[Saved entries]
● ● ●
PR #189, opened 2022-11-23
Fixing Minor Code Quality Issues

martindevans:
Cleaned up some minor issues which were triggering warnings for me:
 - Redundant nullability
 - Redundant `unsafe` contexts
 - Redundant `ToString` calls

Some other cleanup opportunities I did not include in this PR:

#### `public static unsafe extern IntPtr wasmtime_caller_context(IntPtr caller);`
This method (and many others like it) does not need `unsafe`. Should I remove all of them? I've avoided touching anything marked `extern` so far.

#### `checked((int)name->size)` (`size` is `nuint`)
There are many checked conversions from `nuint` to `int`. R# warns: `﻿Checked context is redundant: no operators or conversions with overflow checks`. I'm pretty sure this is an incorrect warning (e.g. see [this test here](https://dotnetfiddle.net/aamMPY)), but I just wanted to double check that before reporting it to Jetbrains.

### DIFF
--- a/src/Caller.cs
+++ b/src/Caller.cs
@@ -134,7 +134,7 @@ namespace Wasmtime
             public static unsafe extern bool wasmtime_caller_export_get(IntPtr caller, byte* name, UIntPtr len, out Extern item);
 
             [DllImport(Engine.LibraryName)]
-            public static unsafe extern IntPtr wasmtime_caller_context(IntPtr caller);
+            public static extern IntPtr wasmtime_caller_context(IntPtr caller);
         }
 
         private IntPtr handle;
--- a/src/Export.cs
+++ b/src/Export.cs
@@ -20,32 +20,29 @@ namespace Wasmtime
             var exports = new Export[(int)this.size];
             for (int i = 0; i < (int)this.size; ++i)
             {
-                unsafe
+                var exportType = this.data[i];
+                var externType = Native.wasm_exporttype_type(exportType);
+
+                switch ((WasmExternKind)Native.wasm_externtype_kind(externType))
                 {
-                    var exportType = this.data[i];
-                    var externType = Native.wasm_exporttype_type(exportType);
+                    case WasmExternKind.Func:
+                        exports[i] = new FunctionExport(exportType, externType);
+                        break;
 
-                    switch ((WasmExternKind)Native.wasm_externtype_kind(externType))
-                    {
-                        case WasmExternKind.Func:
-                            exports[i] = new FunctionExport(exportType, externType);
-                            break;
+                    case WasmExternKind.Global:
+                        exports[i] = new GlobalExport(exportType, externType);
+                        break;
 
-                        case WasmExternKind.Global:
-                            exports[i] = new GlobalExport(exportType, externType);
-                            break;
+                    case WasmExternKind.Table:
+                        exports[i] = new TableExport(exportType, externType);
+                        break;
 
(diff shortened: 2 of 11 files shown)


kpreisser:
Hi,

> #### `checked((int)name->size)` (`size` is `nuint`)
> 
> There are many checked conversions from `nuint` to `int`. R# warns: `﻿Checked context is redundant: no operators or conversions with overflow checks`. I'm pretty sure this is an incorrect warning (e.g. see [this test here](https://dotnetfiddle.net/aamMPY)), but I just wanted to double check that before reporting it to Jetbrains.


I agree this seems to be an incorrect warning, because for `nint` and `nuint` (that are stored as `IntPtr` and `UIntPtr`), the `checked` context is respected by the C# compiler when emitting the conversion in the same way as for other integer types (that don't have user-defined cast operators); without the `checked(...)` context, no `OverflowException` would be thrown when the `nuint` value doesn't fit into an `int` value.

This is in contrast to `UIntPtr` and `IntPtr`, where the user-defined cast operators on these types always threw an `OverflowException` in such a case before .NET 7. Starting with .NET 7, user-defined operators can be [defined as checked and as unchecked version](https://learn.microsoft.com/en-us/dotnet/csharp/language-reference/operators/arithmetic-operators#user-defined-checked-operators), which is also done by `UIntPtr` and `IntPtr`. For example (on 64-bit):

```cs
IntPtr x = unchecked((nint)uint.MaxValue);
Console.WriteLine(x);

int y = unchecked((int)x);
Console.WriteLine(y);

int z = checked((int)x);
Console.WriteLine(z);
```

Output with .NET 6:
```
4294967295
Unhandled exception. System.OverflowException: Arithmetic operation resulted in an overflow.
   at System.IntPtr.op_Explicit(IntPtr value)
   at Program.Main() 
```

Output with .NET 7 (notice the `-1` from the `unchecked((int)x)` expression):
```
4294967295
-1
Unhandled exception. System.OverflowException: Arithmetic operation resulted in an overflow.
   at Program.Main() 
```

However, when changing the type of `x` from `IntPtr` to `nint`, the output from .NET 6 will be the same as for .NET 7, because then it no longer uses the user-defined `explicit operator int(IntPtr value)`.

Note, that e.g. `UIntPtr` only defines a cast to `uint` but not `int`, so when casting the `UIntPtr` to `int`, it seems to first invoke the user-defined `explicit operator uint(UIntPtr value)`, and then does the conversion to `int`, so e.g. the following code doesn't throw an `OverflowException` in the cast for`y` even on .NET 6, because the `UIntPtr` can be converted to `uint` without losing information, and then the conversion to `int` is done with respecting the `unchecked` context:

```cs
UIntPtr x = (nuint)uint.MaxValue;
Console.WriteLine(x);

int y = unchecked((int)x);
Console.WriteLine(y);

int z = checked((int)x);
Console.WriteLine(z);
```

Output with .NET 6:
```
4294967295
-1
Unhandled exception. System.OverflowException: Arithmetic operation resulted in an overflow.
   at Program.Main() 
```

> #### `public static unsafe extern IntPtr wasmtime_caller_context(IntPtr caller);`
> 
> This method (and many others like it) does not need `unsafe`. Should I remove all of them? I've avoided touching anything marked `extern` so far.

👍 I agree the `unsafe` can be removed here because it uses `IntPtr` that doesn't need it.

peterhuene (approved):
Thanks for cleaning this up!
● ● ●
[TASK GOAL]:
Whenever a line of the data above includes the word "exportType", copy that line.

[SOLUTION BELOW]:
+                var exportType = this.data[i];
+                var externType = Native.wasm_exporttype_type(exportType);
-                    var exportType = this.data[i];
-                    var externType = Native.wasm_exporttype_type(exportType);
+                        exports[i] = new FunctionExport(exportType, externType);
-                            exports[i] = new FunctionExport(exportType, externType);
+                        exports[i] = new GlobalExport(exportType, externType);
-                            exports[i] = new GlobalExport(exportType, externType);
+                        exports[i] = new TableExport(exportType, externType);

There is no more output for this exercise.